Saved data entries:
<<<<

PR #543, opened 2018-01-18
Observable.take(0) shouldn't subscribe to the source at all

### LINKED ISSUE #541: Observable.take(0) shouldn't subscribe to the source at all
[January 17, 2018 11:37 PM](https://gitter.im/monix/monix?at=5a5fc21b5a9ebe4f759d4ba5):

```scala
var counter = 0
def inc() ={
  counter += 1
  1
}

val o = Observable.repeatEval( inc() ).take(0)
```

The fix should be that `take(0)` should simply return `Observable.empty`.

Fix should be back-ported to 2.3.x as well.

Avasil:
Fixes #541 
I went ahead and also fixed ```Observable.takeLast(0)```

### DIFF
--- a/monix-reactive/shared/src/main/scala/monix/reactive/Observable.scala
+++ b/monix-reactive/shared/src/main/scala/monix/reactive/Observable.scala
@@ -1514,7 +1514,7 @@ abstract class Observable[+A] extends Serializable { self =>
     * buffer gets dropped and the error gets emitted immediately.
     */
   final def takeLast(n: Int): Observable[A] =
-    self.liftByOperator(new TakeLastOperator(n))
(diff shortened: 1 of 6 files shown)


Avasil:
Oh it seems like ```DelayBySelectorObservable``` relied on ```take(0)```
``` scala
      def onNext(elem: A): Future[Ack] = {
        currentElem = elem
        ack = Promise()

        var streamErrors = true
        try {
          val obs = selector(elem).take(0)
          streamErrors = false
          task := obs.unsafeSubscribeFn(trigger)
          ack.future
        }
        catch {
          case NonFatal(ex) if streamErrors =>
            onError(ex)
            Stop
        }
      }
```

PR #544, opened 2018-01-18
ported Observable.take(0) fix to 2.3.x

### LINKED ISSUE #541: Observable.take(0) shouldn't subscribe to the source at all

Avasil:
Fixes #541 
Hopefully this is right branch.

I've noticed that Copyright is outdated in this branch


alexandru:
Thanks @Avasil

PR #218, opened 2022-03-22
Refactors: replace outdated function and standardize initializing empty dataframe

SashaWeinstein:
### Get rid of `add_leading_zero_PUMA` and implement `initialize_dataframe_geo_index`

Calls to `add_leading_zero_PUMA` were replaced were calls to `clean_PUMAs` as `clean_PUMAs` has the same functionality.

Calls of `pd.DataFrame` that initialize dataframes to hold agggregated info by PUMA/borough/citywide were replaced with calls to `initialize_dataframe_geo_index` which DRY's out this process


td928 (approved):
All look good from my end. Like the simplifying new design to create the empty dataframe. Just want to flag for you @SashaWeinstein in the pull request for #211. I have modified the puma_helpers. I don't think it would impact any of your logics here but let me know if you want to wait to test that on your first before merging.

>>>>

__Task prompt__. Copy every line of the data above in which the string "ported" appears.

__Written response__.
Fix should be back-ported to 2.3.x as well.
ported Observable.take(0) fix to 2.3.x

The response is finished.